Issue #79, opened 2018-04-03
Warning when validating a schema


rhwood:
I am using this library to validate a service's JSON outputs and one of the outputs are the JSON schema (against which everything is validated) themselves.

When validating the schema, I get this warning:
```
WARN  - Unknown keyword exclusiveMinimum - you should define your own Meta Schema. If the keyword is irrelevant for validation, just use a NonValidationKeyword [main] com.networknt.schema.JsonMetaSchema.newValidator()
```
The only place I see exclusiveMinimum is in the JSON Schema (Draft 4) itself. What is the best way to avoid this warning, since I am not using it anywhere in my own schemas?

stevehu:
@rhwood That warning message can be ignored. We are loading the JSON schema draft v4 for validation and that particular keyword is not supported yet. We are planning to refactor the library to support both v4 and v6 in the near future and this issue will be resolved at the same time. Let's keep this open until it is resolved. Thanks for bringing it up.

alisrael:
Has this been resolved yet?

stevehu:
@alisrael I just mark the issue with `help wanted` and hope someone from the community can pick it up and get it resolved. Thanks for bringing it up.

markgitset:
Can the warning be suppressed?

stevehu:
If exclusiveMinimum is the keyword in draft 4 only, we can map this keyword to TrueValidator for v6, v7 and 2019-09. Let's wait for the test result on this issue and make the same change if it works. 

https://github.com/networknt/json-schema-validator/issues/333

stevehu:
Since this issue was raised, we have added a lot more NonValidationKeyword to each version of specifications. Here is an example. https://github.com/networknt/json-schema-validator/blob/master/src/main/java/com/networknt/schema/JsonMetaSchema.java#L172

I am wondering if you guys could try it again and add your warned keyword to the list. Just be sure that don't add anything that is a validation keyword but not implemented yet. Thanks.

bomzheg:
still not fixed?

2021-11-30 18:09:38.189 [main] WARN  com.networknt.schema.JsonMetaSchema - Unknown keyword $defs - you should define your own Meta Schema. If the keyword is irrelevant for validation, just use a NonValidationKeyword
2021-11-30 18:09:39.192 [main] WARN  com.networknt.schema.JsonMetaSchema - Could not load validator maxLength

stevehu:
[...]

PR #418, opened 2021-07-02
201909 false flag keywords "additonalItems", "then"

pgalbraith:


stevehu:
@pgalbraith Thanks a lot for your help. It makes perfect sense to add `then` to the list as we only check the `if` keyword in our implementation. However, I think we should implement additionalItems if possible. What do you think? Compare with items, it is not popular. But if it is present in your schema, I think we need to respect the validation rule defined here. 

https://json-schema.org/draft/2019-09/json-schema-core.html#additionalItems

pgalbraith:
Hmmm the details of the spec are beyond me, I'm afraid.  My goal is just to prevent the non-keyword warning message from showing (i.e. #79) when I'm validating a simple json doc.  My schema references the 2019-09 meta schema, and I'm getting these warning messages when validating documents:

```
WARN com.networknt.schema.JsonMetaSchema - Unknown keyword then - you should define your own Meta Schema. If the keyword is irrelevant for validation, just use a NonValidationKeyword
WARN com.networknt.schema.JsonMetaSchema - Unknown keyword additionalItems - you should define your own Meta Schema. If the keyword is irrelevant for validation, just use a NonValidationKeyword

```

stevehu:
@pgalbraith Let's first prevent the message shown up. The additionalItems keyword is defined in the spec, but I don't think anybody is using it. We can implement it when someone needs it.

Issue #425, opened 2021-07-09
Cannot distinguish the "TextNode" and the "ArrayNode" with single value for oneOf


rongyj:
When schema has "oneOf" as below:
```
  "values": {
            "oneOf": [
              {
                "type": "string",
                "nullable": true
              },
              {
                "type": "array",
                "nullable": true,
                "items": {
                  "type": "string"
                }
              }
            ]
          },
 ```
When input test data is :
```
values: "test"
```
It has a validation error:
```
should be valid to one and only one of the schemas but more than one schemas {{"type":"string","nullable":true}{"type":"array","nullable":true,"items":{"type":"string"}}} are valid
```
when input data is :
```
values : ["test"]
```
It is fine.

rongyj:
Create a PR https://github.com/networknt/json-schema-validator/pull/432 which include the fixes for issue428 too.

PR #431, opened 2021-08-11
Issue428

rongyj:
This PR including:
1. Test data and unit test case for Issue428
2. Handle nullable for the "oneOf" and the child type nodes
3. When there is childErrors, skip the check for the next validation against a different child type node

### DIFF
--- a/.gitignore
+++ b/.gitignore
@@ -9,6 +9,8 @@ dist/
 .settings
 .metadata/
 *.iml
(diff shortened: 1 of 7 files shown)


stevehu (approved):

stevehu:
@rongyj Thanks a lot for your help. I have merged this PR and the #425 needs to resolve the conflicts.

◆ WORK TO BE COMPLETED
Extract each line of the listing above, copying it word for word.

◆ EXPECTED ANSWER
Issue #79, opened 2018-04-03
Warning when validating a schema


rhwood:
I am using this library to validate a service's JSON outputs and one of the outputs are the JSON schema (against which everything is validated) themselves.

When validating the schema, I get this warning:
```
WARN  - Unknown keyword exclusiveMinimum - you should define your own Meta Schema. If the keyword is irrelevant for validation, just use a NonValidationKeyword [main] com.networknt.schema.JsonMetaSchema.newValidator()
```
The only place I see exclusiveMinimum is in the JSON Schema (Draft 4) itself. What is the best way to avoid this warning, since I am not using it anywhere in my own schemas?

stevehu:
@rhwood That warning message can be ignored. We are loading the JSON schema draft v4 for validation and that particular keyword is not supported yet. We are planning to refactor the library to support both v4 and v6 in the near future and this issue will be resolved at the same time. Let's keep this open until it is resolved. Thanks for bringing it up.

alisrael:
Has this been resolved yet?

stevehu:
@alisrael I just mark the issue with `help wanted` and hope someone from the community can pick it up and get it resolved. Thanks for bringing it up.

markgitset:
Can the warning be suppressed?

stevehu:
If exclusiveMinimum is the keyword in draft 4 only, we can map this keyword to TrueValidator for v6, v7 and 2019-09. Let's wait for the test result on this issue and make the same change if it works. 

https://github.com/networknt/json-schema-validator/issues/333

stevehu:
Since this issue was raised, we have added a lot more NonValidationKeyword to each version of specifications. Here is an example. https://github.com/networknt/json-schema-validator/blob/master/src/main/java/com/networknt/schema/JsonMetaSchema.java#L172

I am wondering if you guys could try it again and add your warned keyword to the list. Just be sure that don't add anything that is a validation keyword but not implemented yet. Thanks.

bomzheg:
still not fixed?

2021-11-30 18:09:38.189 [main] WARN  com.networknt.schema.JsonMetaSchema - Unknown keyword $defs - you should define your own Meta Schema. If the keyword is irrelevant for validation, just use a NonValidationKeyword
2021-11-30 18:09:39.192 [main] WARN  com.networknt.schema.JsonMetaSchema - Could not load validator maxLength

stevehu:
[...]

PR #418, opened 2021-07-02
201909 false flag keywords "additonalItems", "then"

pgalbraith:


stevehu:
@pgalbraith Thanks a lot for your help. It makes perfect sense to add `then` to the list as we only check the `if` keyword in our implementation. However, I think we should implement additionalItems if possible. What do you think? Compare with items, it is not popular. But if it is present in your schema, I think we need to respect the validation rule defined here. 

https://json-schema.org/draft/2019-09/json-schema-core.html#additionalItems

pgalbraith:
Hmmm the details of the spec are beyond me, I'm afraid.  My goal is just to prevent the non-keyword warning message from showing (i.e. #79) when I'm validating a simple json doc.  My schema references the 2019-09 meta schema, and I'm getting these warning messages when validating documents:

```
WARN com.networknt.schema.JsonMetaSchema - Unknown keyword then - you should define your own Meta Schema. If the keyword is irrelevant for validation, just use a NonValidationKeyword
WARN com.networknt.schema.JsonMetaSchema - Unknown keyword additionalItems - you should define your own Meta Schema. If the keyword is irrelevant for validation, just use a NonValidationKeyword

```

stevehu:
@pgalbraith Let's first prevent the message shown up. The additionalItems keyword is defined in the spec, but I don't think anybody is using it. We can implement it when someone needs it.

Issue #425, opened 2021-07-09
Cannot distinguish the "TextNode" and the "ArrayNode" with single value for oneOf


rongyj:
When schema has "oneOf" as below:
```
  "values": {
            "oneOf": [
              {
                "type": "string",
                "nullable": true
              },
              {
                "type": "array",
                "nullable": true,
                "items": {
                  "type": "string"
                }
              }
            ]
          },
 ```
When input test data is :
```
values: "test"
```
It has a validation error:
```
should be valid to one and only one of the schemas but more than one schemas {{"type":"string","nullable":true}{"type":"array","nullable":true,"items":{"type":"string"}}} are valid
```
when input data is :
```
values : ["test"]
```
It is fine.

rongyj:
Create a PR https://github.com/networknt/json-schema-validator/pull/432 which include the fixes for issue428 too.

PR #431, opened 2021-08-11
Issue428

rongyj:
This PR including:
1. Test data and unit test case for Issue428
2. Handle nullable for the "oneOf" and the child type nodes
3. When there is childErrors, skip the check for the next validation against a different child type node

### DIFF
--- a/.gitignore
+++ b/.gitignore
@@ -9,6 +9,8 @@ dist/
 .settings
 .metadata/
 *.iml
(diff shortened: 1 of 7 files shown)


stevehu (approved):

stevehu:
@rongyj Thanks a lot for your help. I have merged this PR and the #425 needs to resolve the conflicts.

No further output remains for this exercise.